Give the number of lines in the data below that contain "would", with no other words.
*****
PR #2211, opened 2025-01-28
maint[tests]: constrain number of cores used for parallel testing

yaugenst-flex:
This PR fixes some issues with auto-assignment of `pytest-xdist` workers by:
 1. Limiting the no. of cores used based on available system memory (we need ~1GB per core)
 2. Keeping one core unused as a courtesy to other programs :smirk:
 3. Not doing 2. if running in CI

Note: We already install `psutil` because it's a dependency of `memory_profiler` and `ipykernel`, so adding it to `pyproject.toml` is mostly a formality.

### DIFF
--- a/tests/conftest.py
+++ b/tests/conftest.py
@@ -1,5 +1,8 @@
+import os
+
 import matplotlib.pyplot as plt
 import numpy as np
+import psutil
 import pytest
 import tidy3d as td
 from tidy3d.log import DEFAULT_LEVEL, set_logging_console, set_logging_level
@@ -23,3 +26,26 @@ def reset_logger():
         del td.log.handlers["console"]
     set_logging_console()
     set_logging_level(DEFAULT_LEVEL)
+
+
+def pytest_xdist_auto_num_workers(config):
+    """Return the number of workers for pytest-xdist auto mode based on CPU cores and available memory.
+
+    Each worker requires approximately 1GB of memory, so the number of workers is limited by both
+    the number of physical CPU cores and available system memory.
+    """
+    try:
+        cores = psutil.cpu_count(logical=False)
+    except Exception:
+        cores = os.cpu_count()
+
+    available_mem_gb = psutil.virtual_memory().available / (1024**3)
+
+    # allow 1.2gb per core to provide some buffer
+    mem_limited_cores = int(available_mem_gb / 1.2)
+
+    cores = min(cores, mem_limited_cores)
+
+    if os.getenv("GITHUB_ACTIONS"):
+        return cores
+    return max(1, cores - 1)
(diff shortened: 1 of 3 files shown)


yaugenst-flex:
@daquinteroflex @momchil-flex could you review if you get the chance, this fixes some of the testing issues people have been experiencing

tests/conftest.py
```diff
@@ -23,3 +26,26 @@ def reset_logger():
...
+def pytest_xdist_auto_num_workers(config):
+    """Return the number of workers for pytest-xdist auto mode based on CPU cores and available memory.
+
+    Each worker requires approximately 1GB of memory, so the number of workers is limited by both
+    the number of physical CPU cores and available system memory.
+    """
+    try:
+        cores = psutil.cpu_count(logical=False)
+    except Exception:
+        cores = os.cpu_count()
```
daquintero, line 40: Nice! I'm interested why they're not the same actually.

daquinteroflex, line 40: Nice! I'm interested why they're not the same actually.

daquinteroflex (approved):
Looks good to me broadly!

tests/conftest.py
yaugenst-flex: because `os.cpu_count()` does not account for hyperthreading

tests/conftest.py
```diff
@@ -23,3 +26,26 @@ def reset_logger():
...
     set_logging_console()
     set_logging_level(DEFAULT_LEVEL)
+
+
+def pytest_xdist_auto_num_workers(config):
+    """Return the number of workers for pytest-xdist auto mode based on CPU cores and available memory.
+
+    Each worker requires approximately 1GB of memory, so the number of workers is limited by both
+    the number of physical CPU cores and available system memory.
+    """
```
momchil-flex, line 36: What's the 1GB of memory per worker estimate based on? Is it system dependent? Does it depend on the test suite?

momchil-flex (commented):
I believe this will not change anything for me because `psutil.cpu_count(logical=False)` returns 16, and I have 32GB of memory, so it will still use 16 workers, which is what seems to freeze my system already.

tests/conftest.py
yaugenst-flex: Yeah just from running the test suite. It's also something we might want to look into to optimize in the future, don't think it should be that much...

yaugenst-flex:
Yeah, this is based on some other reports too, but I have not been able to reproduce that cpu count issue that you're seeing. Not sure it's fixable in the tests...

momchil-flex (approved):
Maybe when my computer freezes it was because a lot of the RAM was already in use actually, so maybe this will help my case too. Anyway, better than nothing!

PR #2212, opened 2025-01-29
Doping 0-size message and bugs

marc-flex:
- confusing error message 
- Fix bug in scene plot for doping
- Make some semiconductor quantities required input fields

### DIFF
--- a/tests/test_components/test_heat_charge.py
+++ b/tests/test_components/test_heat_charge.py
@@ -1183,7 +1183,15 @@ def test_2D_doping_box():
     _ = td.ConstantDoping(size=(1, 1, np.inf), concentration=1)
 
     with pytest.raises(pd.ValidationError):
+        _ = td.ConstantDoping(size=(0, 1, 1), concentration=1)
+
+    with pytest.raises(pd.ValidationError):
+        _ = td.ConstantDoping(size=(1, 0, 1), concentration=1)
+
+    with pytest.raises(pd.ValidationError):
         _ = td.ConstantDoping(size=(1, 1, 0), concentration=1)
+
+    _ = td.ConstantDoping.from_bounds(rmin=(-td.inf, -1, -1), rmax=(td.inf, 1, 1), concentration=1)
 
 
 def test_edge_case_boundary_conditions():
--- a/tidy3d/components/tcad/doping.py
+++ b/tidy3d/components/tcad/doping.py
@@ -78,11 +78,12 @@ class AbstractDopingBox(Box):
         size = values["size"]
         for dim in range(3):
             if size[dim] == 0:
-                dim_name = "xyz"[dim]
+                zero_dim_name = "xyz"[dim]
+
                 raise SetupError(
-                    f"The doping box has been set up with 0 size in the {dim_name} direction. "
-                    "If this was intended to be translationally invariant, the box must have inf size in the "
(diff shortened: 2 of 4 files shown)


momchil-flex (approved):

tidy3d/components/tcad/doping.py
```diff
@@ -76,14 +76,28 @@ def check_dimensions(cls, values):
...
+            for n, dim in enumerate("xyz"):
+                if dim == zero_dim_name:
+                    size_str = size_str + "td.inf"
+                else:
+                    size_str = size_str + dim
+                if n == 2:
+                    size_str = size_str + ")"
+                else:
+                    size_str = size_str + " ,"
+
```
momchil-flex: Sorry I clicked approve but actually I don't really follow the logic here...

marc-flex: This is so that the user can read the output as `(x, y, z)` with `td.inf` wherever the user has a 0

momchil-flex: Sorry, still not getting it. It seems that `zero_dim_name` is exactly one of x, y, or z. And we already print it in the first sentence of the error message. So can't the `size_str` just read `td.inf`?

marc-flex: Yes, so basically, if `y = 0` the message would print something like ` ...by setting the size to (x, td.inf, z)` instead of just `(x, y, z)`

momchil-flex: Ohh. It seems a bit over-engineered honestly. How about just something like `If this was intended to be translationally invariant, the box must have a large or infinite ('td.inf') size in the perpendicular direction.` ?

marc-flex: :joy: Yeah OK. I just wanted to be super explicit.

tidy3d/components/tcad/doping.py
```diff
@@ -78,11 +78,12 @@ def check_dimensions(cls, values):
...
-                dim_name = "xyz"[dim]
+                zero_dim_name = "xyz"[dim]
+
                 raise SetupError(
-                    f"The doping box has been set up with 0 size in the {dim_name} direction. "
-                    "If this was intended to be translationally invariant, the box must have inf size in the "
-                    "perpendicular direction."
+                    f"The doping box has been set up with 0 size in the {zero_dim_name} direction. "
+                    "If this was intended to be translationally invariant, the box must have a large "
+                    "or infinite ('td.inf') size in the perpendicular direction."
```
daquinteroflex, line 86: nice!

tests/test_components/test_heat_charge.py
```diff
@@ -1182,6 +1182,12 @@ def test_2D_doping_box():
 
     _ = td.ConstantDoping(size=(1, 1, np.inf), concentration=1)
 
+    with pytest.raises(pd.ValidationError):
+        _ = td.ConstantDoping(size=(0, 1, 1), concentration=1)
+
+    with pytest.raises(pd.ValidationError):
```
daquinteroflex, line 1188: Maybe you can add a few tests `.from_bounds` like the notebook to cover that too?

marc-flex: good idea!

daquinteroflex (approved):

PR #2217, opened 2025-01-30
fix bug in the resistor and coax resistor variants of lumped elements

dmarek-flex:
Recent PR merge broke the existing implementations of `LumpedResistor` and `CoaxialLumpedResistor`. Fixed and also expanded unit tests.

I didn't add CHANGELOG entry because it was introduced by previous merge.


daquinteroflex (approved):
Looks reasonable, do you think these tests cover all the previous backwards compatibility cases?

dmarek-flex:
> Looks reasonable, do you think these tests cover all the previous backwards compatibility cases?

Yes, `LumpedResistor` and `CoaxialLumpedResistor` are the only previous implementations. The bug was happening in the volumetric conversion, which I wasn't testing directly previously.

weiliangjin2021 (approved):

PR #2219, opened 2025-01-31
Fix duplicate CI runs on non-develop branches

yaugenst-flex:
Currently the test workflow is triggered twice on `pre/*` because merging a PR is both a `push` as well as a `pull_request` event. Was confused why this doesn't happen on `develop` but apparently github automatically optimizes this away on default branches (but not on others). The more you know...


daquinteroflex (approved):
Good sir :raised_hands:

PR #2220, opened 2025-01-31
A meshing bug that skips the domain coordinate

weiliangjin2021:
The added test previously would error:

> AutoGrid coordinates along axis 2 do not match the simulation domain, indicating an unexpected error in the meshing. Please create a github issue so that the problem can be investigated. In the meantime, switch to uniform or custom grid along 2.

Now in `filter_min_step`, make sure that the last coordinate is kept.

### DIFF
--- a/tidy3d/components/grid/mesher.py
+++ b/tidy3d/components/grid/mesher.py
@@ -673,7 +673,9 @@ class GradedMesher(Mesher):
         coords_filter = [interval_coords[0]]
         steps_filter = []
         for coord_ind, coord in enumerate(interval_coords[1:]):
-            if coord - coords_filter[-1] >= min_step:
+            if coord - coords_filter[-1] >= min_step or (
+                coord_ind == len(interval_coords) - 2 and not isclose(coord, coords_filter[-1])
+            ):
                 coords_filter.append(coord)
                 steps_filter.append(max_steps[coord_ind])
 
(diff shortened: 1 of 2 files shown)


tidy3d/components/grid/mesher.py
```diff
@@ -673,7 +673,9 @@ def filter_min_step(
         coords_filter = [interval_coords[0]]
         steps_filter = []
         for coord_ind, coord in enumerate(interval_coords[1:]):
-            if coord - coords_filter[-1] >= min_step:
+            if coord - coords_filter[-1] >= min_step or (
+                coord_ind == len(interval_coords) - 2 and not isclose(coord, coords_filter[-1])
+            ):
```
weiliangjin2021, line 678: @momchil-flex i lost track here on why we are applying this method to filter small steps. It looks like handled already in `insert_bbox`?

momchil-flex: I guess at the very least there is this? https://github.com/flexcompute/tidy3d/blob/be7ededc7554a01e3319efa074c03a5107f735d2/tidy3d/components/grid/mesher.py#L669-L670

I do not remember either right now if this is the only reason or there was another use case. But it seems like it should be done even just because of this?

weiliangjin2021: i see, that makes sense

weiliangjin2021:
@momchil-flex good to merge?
*****
▶ **Solution to this task**:
2